Los expertos estiman que el trastorno por déficit de atención se considera uno de los factores de mayor incidencia en el fracaso escolar. Se estima que entre uno y tres niños de cada clase tendrían TDAH, lo que compromete su evolución académica. Por ello, recomiendan establecer las siguientes pautas en el entorno escolar:

  • Es fundamental disponer del diagnóstico contrastado que certifique la dolencia del niño.
  • Conocer qué grado de TDAH tiene el niño.
  • Disponer del apoyo de los padres o tutores para el correcto desarrollo educativo del niño.
  • Establecer un contacto directo con los padres y realizar un seguimiento exhaustivo del alumno.
  • Tratar con los padres las distintas técnicas que se aplican en el aula para trasladarlas al entorno más cercano, su casa.
  • Implicar al niño en la organización de sus tareas.
  • Aplicar técnicas de modificación de conducta: reforzamiento positivo del alumno.
  • Técnicas de autocontrol: Ayudan a la resolución de problemas y mejoran las habilidades sociales.
  • Técnicas de relajación.
  • Estructurar sus tiempos y fijar objetivos a corto y largo plazo en cuanto a comportamiento y estudios.

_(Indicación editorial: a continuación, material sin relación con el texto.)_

Issue #1064, opened 2016-09-24
Error 500 page exposes site details to visitors


gitname:
Even with the **Display errors** option set to `No`... 

![image](https://cloud.githubusercontent.com/assets/7143133/18805339/a98c4fd8-81bf-11e6-9039-4c317466db6f.png)

..., the [Error 500 page](https://github.com/getgrav/grav/blob/master/system/src/Grav/Common/Errors/Resources/layout.html.php) (example shown below) still exposes more information than I would like it to while in Production.

Specifically, it does 2 things I want to change:

1. It has the **known appearance** of a Grav Error 500 page (providing a clue to the visitor that the site uses Grav and is vulnerable to any outstanding vulnerabilities in Grav)
2. It shows the **PHP error information** (providing a clue to the visitor of potential vulnerabilities in the site)

![image](https://cloud.githubusercontent.com/assets/7143133/18805359/66d0821c-81c0-11e6-9548-8285e27b06e2.png)

I would like to be able to customize the page, to disable it completely, or for there to be a Grav option I can use to indicate whether I want it to contain the PHP error information or not.

Perlkonig:
I concur. When "display errors" is set to false, it should return a bare `500` and let the web server handle it. I'm looking through the source code but don't understand Whoops enough to know what the alternatives are. What would happen if you just returned `Handler::Quit` in [this function](https://github.com/getgrav/grav/blob/6c042b48043336203b138e2e76cf2b3a11dbda33/system/src/Grav/Common/Errors/SimplePageHandler.php#L29)? Why does Grav want to handle it in the first place? I'll do a little digging.

Perlkonig:
A bare `Handler::Quit` seems to work. Something to consider, anyway.

rhukster:
Done.

PR #1089, opened 2016-10-02
Generate a bare 500 response when errors:display is false. This commi…

Perlkonig:
…t does not remove the Resources folder at this time, though they could conceivably be deleted if this approach was accepted.

Related to Issue #1064


Perlkonig:
Another option is to leverage the Errors plugin in the `handle()` function, but I didn't have time right this second to test how that might work. I'll try tomorrow. Ideally it would check for a customized 500 page in the Errors plugin and return a bare `Handler::QUIT` otherwise.

Perlkonig:
As far as I can tell, the SimplePageHandler doesn't have access to the surrounding Grav object, so perhaps there is no easy customization possible. But with "error:display" set to false, I think a bare 500 is best anyway.

Perlkonig:
The latest commit cleans up the `Resources` folder and minimizes the `SimplePageHandler.php` file as much as works. My admittedly basic tests seemed to work fine. 

* The principle here is that there is no reason for Grav to waste resources on this. If `system.errors.display` is truly set to false, then don't do anything but emit an empty 500.
* Most (all?) modern web servers already offer a server-level option for customizing error pages.
* I tried numerous methods for leveraging the Errors plugin or some other mechanism, but I couldn't come up with something clean. Again, if `system.errors.display` is false, it's probably best to keep it simple and just return the 500.

Anyway, for your consideration. Thanks for your time!

rhukster:
I think this change would cause a lot of upset people.  The custom error page is not just for 500 errors, it's for anything that Grav would throw an error at.  I think most webserver provided 500 errors are very ugly, and don't provide any information, causing lots of extra detective work.  So i'm really not interested in simply removing that. 

If you can find a way to add toggle an **optional** "let webserver handle" errors, then sure I'll consider that, but not simply removing functionality that is there already.  Changes need to be upgrade-safe and not change fundamental behavior.  They can add, even modify (to a degree) current behavior, but not simply remove it.

Perlkonig:
But I think the point of setting `system.errors.display` to `false` is exactly to *not* "provide any information." The site owner can always set the display to `true` and get a full stack trace.

If you're open a new system setting, then I can do that. Ideally I'd turn `system.errors.display` to a three-option switch, but that's not backwards compatible. It just feels hackish to have a `system.errors.display.no_really` setting :smile:

flaviocopes:
Agree, we cannot remove such functionality, which I consider useful. 
An alternative way would be letting the theme provide a custom error page. Or have the ability to change the strings that provide the error message (which now is hardcoded to english - that way one could remove the error message if desired).

Perlkonig:
I tried finding a way to customize, but apparently the handler needed a standalone HTML page. When the error is called, it means you can't rely on Grav to generate anything. Something blew up. New PR on its way.

PR #1091, opened 2016-10-04
Adding 'system.errors.verbosity' to eventually replace 'system.errors.display'

Perlkonig:
* Introduces three levels of verbosity:
  * 2: Full stack trace
  * 1: Current Grav error page
  * 0: Bare 500 response

* Backwards compatible
  * If `verbosity` isn't set, then it looks at `display`.
  * Otherwise, `verbosity` is taken *instead of* `display`.
  * If accepted, I suggest marking `display` as deprecated for a release or two and documenting the change. 
  * Adopting this approach will not break legacy installs. Not updating your config file results in zero change in Grav behaviour.

References Issue #1064 and closed PR #1089. Thanks!

### DIFF
--- a/system/src/Grav/Common/Errors/BareHandler.php
+++ b/system/src/Grav/Common/Errors/BareHandler.php
@@ -1,0 +1,24 @@
+<?php
+/**
+ * @package    Grav.Common.Errors
+ *
+ * @copyright  Copyright (C) 2014 - 2016 RocketTheme, LLC. All rights reserved.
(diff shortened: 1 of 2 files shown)


rhukster:
Thanks!

rhukster:
as you can see i tweaked your PR a little.  basically i removed the new `verbosity` option and reused the existing `display` one. By also changing the values to `1, 0, -1` I was able to maintain backwards compatibility with the old true (1) and false (0) values.

PR #1092, opened 2016-10-04
Added autoplay and hide controls methods

juanparati:
VideoMedium doesn't have a public interface that allows to set some basic video tag attributes like "autoplay" or to remove the "controls" attribute. 

I decided to implement two public methods that can supply the missing functionality for add the attribute "autoplay" and remove the "controls" attribute.

### DIFF
--- a/system/src/Grav/Common/Page/Medium/VideoMedium.php
+++ b/system/src/Grav/Common/Page/Medium/VideoMedium.php
@@ -30,6 +30,33 @@ class VideoMedium extends Medium
         ];
     }
 
+
+    /**
+     * Set video autoplay on
+     *
+     * @return $this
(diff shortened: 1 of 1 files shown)


flaviocopes:
Thanks, can you provide an example usage to put in the docs?

juanparati:
An example using Twig:

`video.resize(429,270).autoplay().hideControls().loop().html('','','align-'~page.header.video_align)`

Sommerregen:
@rhukster I think this is a precursor of #1442 and not needed anymore as #1442 has already been merged https://github.com/getgrav/grav/commit/849130621a8929e6d56a0cd104e3f76ab90efb37 .

PR #1125, opened 2016-10-21
Don't truncate HTML if content length is less than summary size

### LINKED ISSUE #1114: Utils::truncateHTML removes whitespace when generating summaries
I have set my **Summary Size** high, so that only pages which have a **Summary Delimiter** have summaries generated on the list page. 

Unfortunately, in this instance when comparing `page.summary` and `page.content`, short articles which span multiple paragraphs which should otherwise have `page.summary == page.content` do not. This can be shown by dumping the variables:

```
{{ page.summary|var_dump }}
{{ page.content|var_dump }}
```

outputs 

```
string(53) "<p>This is a post.</p><p>It spans multiple lines.</p>"
string(54) "<p>This is a post.</p>
<p>It spans multiple lines.</p>"
```

I have developed a workaround by editing `/system/src/Grav/Common/Page/Page.php:summary()` to compare the string length of `$content` vs `$size`, so if content is shorter than the summary cut-off, just return the content as is:

```
		if (strlen($content) < $size) {
	         	         return html_entity_decode($content);
		} else {
	         	         $summary = Utils::truncateHTML($content, $size);
	         	         return html_entity_decode($summary);
		}
```

Is this a bug, or am I just missing something obvious? Is there a more graceful workaround?

adamroe:
Fixes #1114 by comparing size of `$content` against the summary size. If a `$content` is short and doesn't require a summary to be generated, return it's original form.

### DIFF
--- a/system/src/Grav/Common/Page/Page.php
+++ b/system/src/Grav/Common/Page/Page.php
@@ -506,7 +506,8 @@ class Page
             $size = 300;
         }
 
-        $summary = ((strlen($content) < $size) ? $content : Utils::truncateHTML($content, $size));
+        $summary = Utils::truncateHTML($content, $size);
+		
         return html_entity_decode($summary);
     }
 
--- a/system/src/Grav/Common/Page/Page.php
+++ b/system/src/Grav/Common/Page/Page.php
@@ -506,8 +506,7 @@ class Page
             $size = 300;
         }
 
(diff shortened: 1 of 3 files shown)


adamroe:
Hi @rhukster, good call. I couldn't see anywhere else in the codebase where TruncateHtml was called, but placing the sanity check in the Utils:truncateHtml makes sense going forward. I have updated my pull request.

  • Evitar todo tipo de distracciones en el aula.
  • Simplificar las instrucciones de forma que sean breves y claras.
  • Proporcionar sistemas de ayuda para gestionar diariamente sus tareas y actividades.
  • Procurar motivar al niño mediante comentarios frecuentes sobre sus mejoras y esfuerzos.
  • Ubicar al niño muy cerca del profesor para ayudarle a evitar distracciones.